• _Assignment_
Of the lines in the data below, write out exactly those from the one holding "Issue #1921, opened 2019-02-02" through the one holding "This is an enhancement", both included.
:: Records for this exercise
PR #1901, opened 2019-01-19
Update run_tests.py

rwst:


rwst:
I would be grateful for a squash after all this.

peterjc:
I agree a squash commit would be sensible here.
::::
:: Records for this exercise
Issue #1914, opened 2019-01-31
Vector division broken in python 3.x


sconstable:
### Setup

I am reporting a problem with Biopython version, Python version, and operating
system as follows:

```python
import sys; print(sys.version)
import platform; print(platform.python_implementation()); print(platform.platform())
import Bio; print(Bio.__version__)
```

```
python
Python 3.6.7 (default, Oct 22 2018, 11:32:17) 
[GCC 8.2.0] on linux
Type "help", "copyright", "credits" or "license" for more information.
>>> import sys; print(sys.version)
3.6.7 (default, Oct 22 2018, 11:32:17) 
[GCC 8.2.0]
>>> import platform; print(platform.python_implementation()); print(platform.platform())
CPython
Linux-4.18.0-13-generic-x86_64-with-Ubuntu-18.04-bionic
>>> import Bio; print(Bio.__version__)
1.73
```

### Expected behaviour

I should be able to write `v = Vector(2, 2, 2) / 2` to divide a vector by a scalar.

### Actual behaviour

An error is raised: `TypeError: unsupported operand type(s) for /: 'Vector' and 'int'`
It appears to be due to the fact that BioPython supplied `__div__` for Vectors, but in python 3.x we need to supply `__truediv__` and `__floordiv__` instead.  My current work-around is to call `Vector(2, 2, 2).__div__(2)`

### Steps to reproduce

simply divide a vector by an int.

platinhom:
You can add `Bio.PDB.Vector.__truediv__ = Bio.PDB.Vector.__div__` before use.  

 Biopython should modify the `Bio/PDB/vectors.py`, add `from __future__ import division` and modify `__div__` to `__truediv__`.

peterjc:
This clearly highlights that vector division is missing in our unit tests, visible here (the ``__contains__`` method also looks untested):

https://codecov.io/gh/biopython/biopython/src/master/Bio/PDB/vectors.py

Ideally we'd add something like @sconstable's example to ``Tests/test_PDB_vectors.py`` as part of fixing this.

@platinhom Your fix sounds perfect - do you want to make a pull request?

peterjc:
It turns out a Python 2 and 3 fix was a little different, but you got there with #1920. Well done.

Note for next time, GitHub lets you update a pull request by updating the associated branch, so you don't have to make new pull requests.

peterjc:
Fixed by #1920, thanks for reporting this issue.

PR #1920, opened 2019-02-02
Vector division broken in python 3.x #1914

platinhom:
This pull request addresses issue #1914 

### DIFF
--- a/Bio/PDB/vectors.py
::::
:: Records for this exercise
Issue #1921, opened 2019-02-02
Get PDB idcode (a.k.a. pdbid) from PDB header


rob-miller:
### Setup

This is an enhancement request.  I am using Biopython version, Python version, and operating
::::
• _Answer to the exercise_
Issue #1921, opened 2019-02-02
Get PDB idcode (a.k.a. pdbid) from PDB header


rob-miller:
### Setup

This is an enhancement request.  I am using Biopython version, Python version, and operating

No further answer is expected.